Exercise:
Across the listing that follows, work out how many lines carry the string "LINKED". Provide that number and nothing else.

= Beginning of Section =

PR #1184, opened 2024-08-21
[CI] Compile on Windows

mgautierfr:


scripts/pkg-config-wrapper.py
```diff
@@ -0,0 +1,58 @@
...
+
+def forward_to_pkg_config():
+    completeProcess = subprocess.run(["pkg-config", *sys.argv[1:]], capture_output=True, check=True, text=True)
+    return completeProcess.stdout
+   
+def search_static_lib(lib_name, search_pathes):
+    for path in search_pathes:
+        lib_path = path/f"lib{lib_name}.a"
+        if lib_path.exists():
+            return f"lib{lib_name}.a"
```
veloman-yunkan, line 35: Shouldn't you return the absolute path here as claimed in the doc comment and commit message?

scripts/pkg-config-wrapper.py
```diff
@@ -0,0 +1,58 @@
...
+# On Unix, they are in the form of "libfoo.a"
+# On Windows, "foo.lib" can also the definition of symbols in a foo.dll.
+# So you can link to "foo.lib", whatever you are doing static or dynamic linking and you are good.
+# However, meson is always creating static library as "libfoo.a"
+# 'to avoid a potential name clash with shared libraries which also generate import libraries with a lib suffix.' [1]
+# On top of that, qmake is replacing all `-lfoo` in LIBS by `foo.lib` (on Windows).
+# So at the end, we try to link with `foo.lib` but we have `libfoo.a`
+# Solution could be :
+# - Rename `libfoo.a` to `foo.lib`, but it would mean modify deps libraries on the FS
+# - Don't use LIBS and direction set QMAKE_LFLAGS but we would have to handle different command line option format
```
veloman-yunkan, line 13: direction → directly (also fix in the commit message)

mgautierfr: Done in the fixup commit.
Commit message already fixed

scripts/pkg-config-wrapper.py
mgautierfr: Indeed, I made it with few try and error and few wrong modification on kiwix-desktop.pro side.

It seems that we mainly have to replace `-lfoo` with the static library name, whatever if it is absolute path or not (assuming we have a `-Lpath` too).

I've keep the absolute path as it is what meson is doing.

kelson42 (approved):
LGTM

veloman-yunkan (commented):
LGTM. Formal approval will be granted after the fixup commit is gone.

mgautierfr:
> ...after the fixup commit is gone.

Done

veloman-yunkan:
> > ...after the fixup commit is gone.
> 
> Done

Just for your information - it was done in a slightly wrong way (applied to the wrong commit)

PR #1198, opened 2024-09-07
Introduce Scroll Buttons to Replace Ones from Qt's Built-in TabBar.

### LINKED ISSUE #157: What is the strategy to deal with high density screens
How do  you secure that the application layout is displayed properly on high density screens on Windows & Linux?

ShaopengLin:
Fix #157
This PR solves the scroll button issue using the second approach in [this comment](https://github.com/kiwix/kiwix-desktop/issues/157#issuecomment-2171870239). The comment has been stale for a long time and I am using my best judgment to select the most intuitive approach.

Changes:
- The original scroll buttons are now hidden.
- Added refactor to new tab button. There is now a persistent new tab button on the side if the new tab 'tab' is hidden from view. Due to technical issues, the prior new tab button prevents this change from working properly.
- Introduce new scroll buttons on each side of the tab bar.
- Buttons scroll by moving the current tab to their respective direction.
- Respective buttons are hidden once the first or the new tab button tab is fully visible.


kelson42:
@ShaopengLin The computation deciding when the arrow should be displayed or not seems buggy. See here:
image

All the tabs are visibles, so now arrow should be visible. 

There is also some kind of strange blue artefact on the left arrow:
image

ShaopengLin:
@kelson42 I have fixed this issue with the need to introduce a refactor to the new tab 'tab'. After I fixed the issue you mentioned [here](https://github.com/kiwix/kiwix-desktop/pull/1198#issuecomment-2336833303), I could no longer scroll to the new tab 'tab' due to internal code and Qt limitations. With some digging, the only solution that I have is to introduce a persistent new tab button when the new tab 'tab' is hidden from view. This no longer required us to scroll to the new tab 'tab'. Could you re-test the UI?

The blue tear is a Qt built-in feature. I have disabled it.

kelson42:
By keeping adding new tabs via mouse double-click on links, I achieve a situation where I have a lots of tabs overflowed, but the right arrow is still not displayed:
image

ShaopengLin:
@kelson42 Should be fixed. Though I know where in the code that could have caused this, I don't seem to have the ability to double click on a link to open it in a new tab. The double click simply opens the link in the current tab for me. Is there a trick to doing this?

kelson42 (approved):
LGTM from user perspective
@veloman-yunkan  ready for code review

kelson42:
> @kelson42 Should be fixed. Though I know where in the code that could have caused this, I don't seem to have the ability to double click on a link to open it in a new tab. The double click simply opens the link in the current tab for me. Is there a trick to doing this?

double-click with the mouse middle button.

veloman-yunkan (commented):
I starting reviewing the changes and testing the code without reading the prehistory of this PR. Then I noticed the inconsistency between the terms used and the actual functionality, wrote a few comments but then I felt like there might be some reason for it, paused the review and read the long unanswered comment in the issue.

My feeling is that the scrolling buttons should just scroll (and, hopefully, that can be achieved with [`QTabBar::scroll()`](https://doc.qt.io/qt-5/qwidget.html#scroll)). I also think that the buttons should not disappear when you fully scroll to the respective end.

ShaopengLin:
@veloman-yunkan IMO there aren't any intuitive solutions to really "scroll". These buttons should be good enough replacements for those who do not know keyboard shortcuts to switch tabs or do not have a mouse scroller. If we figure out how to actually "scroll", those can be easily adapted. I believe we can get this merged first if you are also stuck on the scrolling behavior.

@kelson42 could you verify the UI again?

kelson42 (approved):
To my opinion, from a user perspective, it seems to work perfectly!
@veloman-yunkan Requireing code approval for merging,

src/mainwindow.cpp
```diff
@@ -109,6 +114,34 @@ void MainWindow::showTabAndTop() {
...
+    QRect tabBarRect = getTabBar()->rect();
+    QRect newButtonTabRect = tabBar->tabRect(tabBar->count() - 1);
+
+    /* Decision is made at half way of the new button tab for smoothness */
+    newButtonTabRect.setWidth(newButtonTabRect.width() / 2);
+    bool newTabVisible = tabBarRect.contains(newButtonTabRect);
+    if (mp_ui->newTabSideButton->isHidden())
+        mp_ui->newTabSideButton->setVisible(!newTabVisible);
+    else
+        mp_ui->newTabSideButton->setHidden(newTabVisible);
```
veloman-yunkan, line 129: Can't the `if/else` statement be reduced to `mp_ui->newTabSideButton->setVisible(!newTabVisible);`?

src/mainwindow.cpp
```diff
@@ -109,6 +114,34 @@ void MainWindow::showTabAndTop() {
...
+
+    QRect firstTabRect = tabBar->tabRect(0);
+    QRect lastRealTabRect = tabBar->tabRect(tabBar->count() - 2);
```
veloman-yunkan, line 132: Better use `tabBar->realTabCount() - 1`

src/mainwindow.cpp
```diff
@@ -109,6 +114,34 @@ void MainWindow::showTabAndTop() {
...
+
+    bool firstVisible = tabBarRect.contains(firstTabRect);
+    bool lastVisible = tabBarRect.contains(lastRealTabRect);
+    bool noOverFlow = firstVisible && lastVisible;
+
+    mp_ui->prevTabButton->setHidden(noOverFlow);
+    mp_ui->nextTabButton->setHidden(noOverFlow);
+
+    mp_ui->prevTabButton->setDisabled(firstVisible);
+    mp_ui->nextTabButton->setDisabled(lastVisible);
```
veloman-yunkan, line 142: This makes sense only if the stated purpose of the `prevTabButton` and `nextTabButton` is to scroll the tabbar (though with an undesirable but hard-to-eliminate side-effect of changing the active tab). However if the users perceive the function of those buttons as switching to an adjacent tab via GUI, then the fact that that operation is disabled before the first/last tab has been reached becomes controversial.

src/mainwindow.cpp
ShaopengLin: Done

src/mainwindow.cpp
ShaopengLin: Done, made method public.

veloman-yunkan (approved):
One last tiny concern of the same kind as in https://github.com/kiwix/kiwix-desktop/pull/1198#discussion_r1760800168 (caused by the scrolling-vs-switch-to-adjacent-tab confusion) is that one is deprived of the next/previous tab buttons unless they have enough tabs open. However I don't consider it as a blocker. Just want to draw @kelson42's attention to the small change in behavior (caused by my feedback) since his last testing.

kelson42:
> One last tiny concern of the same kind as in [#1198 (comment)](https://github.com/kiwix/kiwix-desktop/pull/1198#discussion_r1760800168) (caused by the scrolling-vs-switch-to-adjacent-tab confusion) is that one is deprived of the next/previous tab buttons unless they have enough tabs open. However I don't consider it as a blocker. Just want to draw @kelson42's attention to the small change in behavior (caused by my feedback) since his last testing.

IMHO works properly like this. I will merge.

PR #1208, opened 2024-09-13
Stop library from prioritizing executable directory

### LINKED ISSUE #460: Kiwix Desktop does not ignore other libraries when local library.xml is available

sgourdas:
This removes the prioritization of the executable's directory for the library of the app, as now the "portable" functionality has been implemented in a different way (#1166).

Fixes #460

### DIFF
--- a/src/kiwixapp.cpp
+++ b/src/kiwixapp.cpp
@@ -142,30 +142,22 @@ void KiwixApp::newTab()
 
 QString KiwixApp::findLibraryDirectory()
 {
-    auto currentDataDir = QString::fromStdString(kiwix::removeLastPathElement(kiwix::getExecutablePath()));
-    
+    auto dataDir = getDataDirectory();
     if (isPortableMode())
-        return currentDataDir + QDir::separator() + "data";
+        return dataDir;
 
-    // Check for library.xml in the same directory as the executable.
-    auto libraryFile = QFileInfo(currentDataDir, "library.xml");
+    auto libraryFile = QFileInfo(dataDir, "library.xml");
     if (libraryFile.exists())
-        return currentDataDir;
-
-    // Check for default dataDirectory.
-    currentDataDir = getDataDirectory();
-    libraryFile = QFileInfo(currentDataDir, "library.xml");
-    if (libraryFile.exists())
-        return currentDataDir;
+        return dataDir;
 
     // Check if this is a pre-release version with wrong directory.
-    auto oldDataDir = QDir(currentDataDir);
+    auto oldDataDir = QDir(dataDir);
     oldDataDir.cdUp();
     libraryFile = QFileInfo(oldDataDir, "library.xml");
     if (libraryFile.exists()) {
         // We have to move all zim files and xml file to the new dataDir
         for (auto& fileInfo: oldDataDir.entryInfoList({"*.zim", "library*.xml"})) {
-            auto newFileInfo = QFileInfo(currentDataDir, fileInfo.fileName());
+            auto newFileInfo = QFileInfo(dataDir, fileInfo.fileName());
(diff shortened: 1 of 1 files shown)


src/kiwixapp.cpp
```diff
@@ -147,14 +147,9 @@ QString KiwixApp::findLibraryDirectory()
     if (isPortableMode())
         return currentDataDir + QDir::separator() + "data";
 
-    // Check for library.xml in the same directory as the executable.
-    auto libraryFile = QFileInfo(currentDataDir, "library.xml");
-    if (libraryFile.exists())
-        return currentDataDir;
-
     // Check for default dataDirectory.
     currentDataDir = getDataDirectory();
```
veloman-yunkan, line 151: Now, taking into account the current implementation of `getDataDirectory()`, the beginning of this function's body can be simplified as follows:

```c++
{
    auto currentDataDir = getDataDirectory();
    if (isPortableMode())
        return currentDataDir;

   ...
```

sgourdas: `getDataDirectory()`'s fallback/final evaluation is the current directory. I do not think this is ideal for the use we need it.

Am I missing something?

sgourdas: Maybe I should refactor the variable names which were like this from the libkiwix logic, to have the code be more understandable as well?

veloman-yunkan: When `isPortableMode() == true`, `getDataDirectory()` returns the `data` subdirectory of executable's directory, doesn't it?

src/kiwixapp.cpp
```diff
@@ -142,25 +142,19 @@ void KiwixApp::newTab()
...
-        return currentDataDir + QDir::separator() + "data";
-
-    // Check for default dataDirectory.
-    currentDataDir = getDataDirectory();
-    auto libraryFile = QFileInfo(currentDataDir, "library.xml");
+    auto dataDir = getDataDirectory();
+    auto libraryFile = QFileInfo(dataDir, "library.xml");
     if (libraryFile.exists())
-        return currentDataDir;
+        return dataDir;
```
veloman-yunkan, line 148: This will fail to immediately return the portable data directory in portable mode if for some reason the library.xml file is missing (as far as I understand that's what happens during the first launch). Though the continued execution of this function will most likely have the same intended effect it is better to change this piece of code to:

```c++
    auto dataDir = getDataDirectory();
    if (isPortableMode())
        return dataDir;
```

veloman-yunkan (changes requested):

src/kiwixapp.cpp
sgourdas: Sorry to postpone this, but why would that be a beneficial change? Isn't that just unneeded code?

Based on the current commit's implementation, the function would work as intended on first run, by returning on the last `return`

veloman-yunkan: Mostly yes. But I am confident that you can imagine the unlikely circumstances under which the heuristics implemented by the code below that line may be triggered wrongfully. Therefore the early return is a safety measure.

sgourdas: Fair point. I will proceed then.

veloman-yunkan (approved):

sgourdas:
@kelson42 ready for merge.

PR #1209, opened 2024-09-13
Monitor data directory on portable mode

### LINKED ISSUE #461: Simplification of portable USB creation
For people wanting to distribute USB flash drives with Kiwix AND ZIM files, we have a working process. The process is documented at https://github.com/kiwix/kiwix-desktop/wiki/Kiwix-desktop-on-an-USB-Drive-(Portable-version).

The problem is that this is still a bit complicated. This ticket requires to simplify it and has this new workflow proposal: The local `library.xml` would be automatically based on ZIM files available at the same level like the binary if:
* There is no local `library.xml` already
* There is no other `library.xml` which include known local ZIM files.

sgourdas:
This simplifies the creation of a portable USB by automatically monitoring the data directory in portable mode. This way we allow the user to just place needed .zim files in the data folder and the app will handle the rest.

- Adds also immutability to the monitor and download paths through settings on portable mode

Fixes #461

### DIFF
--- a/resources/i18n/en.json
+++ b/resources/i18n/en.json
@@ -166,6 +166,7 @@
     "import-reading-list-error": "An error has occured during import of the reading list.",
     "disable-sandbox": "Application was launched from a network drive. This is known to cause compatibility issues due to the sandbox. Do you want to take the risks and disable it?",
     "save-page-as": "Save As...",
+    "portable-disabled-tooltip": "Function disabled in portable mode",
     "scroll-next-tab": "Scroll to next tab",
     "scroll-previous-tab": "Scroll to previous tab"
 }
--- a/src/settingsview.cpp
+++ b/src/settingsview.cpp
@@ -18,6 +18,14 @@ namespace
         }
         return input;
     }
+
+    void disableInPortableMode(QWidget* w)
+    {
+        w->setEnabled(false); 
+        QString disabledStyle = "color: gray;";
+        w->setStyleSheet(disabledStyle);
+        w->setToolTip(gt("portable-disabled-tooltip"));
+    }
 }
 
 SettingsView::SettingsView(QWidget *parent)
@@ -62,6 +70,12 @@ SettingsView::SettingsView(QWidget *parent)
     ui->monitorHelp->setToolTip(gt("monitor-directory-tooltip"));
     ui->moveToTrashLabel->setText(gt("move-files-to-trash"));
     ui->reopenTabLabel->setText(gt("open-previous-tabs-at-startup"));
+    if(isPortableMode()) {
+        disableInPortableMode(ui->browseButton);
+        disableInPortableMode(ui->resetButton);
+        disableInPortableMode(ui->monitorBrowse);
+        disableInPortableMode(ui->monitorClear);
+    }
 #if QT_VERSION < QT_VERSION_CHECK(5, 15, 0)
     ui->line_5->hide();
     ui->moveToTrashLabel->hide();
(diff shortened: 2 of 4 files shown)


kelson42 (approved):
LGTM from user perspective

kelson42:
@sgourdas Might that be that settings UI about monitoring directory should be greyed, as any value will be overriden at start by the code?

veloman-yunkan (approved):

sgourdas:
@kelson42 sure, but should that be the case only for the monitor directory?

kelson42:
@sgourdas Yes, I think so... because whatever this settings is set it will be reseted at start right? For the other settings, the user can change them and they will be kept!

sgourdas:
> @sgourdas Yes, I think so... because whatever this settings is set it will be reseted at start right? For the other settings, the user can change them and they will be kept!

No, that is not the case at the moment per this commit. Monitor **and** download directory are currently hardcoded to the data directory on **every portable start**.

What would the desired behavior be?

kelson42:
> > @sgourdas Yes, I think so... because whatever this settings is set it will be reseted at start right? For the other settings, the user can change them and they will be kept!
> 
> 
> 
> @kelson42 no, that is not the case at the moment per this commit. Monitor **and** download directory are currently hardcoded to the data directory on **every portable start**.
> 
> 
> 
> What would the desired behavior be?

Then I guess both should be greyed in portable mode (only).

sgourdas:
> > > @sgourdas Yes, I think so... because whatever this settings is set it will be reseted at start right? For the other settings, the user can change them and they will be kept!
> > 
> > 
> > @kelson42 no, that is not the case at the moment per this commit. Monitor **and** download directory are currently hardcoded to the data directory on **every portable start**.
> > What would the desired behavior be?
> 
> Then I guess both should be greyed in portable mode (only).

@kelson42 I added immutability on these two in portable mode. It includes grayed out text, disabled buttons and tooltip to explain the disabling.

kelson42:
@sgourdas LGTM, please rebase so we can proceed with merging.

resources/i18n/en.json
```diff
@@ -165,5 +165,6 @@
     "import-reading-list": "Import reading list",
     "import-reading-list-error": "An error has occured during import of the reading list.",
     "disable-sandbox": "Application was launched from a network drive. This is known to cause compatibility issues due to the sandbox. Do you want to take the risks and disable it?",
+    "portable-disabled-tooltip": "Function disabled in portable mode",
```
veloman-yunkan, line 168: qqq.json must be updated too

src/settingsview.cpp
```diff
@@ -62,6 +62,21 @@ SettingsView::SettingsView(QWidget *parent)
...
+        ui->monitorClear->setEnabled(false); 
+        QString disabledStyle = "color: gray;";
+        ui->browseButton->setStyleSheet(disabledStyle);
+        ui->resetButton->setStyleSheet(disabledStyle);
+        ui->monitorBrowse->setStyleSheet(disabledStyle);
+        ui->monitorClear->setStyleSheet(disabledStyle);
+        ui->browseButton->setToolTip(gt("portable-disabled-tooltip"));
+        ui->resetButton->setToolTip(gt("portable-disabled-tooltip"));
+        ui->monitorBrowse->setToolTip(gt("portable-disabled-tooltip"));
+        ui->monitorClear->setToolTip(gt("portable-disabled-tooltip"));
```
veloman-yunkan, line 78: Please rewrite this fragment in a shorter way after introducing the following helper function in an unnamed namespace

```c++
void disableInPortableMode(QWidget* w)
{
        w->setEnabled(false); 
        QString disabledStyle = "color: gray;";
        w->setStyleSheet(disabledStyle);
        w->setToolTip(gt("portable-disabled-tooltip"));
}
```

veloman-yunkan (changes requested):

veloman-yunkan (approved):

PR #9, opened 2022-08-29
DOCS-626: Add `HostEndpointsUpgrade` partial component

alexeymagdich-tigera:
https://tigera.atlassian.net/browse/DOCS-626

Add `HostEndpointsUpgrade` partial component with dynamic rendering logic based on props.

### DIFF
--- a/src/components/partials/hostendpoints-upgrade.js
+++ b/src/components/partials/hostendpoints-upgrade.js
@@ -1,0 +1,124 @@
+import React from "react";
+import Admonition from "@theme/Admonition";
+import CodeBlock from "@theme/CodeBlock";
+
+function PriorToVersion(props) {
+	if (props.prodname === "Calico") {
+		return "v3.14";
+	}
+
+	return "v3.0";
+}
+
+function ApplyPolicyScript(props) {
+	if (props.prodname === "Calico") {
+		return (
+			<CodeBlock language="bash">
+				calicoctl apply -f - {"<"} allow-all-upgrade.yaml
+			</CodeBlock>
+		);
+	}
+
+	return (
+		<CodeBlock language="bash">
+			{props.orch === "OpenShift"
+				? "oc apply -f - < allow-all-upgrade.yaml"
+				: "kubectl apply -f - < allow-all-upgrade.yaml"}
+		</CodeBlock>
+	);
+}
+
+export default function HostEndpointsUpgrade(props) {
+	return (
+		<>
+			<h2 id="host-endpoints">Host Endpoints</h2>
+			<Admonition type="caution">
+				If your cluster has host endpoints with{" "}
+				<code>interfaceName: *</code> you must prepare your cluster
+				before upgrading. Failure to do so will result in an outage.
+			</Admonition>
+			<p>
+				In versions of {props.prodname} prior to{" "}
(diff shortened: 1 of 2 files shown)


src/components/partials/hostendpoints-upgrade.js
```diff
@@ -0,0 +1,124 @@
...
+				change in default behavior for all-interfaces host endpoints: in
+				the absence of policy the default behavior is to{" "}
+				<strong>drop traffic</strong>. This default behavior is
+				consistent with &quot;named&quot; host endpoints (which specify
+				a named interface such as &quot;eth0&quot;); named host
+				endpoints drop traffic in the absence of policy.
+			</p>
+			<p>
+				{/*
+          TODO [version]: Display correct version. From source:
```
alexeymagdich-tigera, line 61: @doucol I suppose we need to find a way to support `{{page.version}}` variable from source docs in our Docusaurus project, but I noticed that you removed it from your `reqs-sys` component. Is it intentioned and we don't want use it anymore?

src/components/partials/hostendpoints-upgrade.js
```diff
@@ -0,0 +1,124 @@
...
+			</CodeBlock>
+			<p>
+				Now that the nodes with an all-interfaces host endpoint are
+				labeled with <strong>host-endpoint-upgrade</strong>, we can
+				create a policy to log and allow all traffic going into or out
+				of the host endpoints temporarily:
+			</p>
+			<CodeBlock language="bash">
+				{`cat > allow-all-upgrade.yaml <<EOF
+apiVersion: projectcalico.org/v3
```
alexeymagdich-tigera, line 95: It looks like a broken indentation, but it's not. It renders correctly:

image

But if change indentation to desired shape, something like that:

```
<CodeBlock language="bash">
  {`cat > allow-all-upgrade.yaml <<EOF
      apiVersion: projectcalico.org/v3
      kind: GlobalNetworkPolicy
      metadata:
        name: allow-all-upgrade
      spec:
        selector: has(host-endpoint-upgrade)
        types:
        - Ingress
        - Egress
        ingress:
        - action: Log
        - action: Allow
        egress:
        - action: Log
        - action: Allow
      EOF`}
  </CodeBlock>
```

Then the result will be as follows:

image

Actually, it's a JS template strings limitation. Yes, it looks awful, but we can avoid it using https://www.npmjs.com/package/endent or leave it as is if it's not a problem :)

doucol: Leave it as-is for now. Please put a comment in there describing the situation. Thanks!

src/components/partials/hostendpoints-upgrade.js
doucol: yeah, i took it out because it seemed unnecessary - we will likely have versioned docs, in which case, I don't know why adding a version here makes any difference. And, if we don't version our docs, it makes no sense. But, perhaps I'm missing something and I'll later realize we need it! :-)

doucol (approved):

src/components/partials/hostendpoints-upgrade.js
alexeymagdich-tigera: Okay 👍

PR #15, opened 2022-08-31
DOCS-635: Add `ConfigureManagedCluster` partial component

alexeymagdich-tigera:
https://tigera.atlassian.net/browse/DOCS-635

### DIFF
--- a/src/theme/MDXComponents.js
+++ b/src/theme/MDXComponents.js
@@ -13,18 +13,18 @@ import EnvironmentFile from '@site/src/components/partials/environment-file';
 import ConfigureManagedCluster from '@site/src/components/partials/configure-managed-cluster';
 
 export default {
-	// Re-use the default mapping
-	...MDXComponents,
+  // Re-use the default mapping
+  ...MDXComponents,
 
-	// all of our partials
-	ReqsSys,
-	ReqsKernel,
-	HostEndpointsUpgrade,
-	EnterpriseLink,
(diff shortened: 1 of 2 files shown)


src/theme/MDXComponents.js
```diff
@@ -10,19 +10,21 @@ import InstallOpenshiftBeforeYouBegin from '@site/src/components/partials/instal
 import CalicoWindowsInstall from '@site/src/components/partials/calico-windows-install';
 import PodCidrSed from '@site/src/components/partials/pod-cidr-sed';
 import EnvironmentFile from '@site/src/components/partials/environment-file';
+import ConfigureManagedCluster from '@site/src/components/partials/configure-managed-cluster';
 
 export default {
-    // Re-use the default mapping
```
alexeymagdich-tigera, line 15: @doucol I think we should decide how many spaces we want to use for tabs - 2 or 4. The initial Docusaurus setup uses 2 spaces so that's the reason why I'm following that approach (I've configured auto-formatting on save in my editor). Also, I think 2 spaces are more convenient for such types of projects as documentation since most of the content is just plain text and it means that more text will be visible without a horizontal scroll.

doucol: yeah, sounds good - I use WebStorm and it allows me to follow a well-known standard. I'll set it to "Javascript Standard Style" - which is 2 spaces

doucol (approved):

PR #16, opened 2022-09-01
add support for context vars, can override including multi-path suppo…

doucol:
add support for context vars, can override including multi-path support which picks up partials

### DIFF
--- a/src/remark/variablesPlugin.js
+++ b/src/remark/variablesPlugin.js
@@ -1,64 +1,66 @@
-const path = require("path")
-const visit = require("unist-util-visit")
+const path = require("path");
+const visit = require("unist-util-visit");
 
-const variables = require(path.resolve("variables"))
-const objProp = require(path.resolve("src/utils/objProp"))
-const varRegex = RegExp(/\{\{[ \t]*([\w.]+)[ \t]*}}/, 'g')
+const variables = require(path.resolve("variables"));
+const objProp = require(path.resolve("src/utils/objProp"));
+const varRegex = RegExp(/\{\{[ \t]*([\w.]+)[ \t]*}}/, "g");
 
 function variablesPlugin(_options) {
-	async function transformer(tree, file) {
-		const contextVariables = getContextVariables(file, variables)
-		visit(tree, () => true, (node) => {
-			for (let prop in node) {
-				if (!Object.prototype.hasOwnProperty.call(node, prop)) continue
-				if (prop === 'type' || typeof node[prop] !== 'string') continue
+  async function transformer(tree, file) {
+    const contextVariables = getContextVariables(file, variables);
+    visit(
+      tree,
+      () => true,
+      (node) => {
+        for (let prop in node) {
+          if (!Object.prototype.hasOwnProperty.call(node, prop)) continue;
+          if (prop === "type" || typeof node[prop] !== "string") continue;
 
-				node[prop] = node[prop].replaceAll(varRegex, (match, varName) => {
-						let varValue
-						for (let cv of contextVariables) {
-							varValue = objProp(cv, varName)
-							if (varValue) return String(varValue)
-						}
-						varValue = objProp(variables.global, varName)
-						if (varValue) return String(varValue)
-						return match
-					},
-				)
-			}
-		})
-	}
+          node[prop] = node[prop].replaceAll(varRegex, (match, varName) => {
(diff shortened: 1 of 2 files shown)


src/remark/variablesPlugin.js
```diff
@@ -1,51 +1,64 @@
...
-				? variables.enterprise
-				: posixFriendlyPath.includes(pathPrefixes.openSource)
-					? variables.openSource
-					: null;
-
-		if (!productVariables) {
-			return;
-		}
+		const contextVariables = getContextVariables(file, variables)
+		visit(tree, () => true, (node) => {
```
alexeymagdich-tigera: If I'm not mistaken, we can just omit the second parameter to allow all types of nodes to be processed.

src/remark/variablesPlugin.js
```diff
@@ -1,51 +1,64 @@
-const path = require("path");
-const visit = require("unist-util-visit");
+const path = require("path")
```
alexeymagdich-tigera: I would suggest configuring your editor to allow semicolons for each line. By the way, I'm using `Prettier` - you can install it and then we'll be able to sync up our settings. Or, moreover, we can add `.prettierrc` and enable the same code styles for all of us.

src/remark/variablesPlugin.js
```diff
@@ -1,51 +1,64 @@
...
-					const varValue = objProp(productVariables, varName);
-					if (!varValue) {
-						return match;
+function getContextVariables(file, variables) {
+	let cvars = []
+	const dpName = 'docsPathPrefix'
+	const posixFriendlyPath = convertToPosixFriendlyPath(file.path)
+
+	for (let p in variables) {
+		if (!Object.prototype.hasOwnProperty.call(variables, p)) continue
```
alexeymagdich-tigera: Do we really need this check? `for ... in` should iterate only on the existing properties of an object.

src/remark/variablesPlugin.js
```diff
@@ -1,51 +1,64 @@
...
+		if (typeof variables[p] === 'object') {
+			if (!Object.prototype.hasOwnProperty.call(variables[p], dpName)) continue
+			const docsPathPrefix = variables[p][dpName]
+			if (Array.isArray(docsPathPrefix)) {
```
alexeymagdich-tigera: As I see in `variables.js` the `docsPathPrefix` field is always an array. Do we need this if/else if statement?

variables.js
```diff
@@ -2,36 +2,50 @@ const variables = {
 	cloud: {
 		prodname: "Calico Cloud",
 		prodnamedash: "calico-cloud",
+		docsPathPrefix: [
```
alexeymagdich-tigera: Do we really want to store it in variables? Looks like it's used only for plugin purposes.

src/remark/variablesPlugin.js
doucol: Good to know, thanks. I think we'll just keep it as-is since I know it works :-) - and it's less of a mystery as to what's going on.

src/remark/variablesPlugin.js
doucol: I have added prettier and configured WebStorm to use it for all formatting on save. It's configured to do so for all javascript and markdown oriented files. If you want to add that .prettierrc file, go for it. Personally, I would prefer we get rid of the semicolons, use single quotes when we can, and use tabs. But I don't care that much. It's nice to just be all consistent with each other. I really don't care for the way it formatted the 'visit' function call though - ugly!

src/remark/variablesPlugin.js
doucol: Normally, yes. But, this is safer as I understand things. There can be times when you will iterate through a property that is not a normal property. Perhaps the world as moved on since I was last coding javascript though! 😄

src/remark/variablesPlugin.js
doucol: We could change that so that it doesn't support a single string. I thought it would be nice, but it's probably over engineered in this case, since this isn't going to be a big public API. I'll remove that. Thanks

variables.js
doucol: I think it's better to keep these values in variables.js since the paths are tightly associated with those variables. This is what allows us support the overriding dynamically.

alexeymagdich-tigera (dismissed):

= End of Section =

Your solution:
3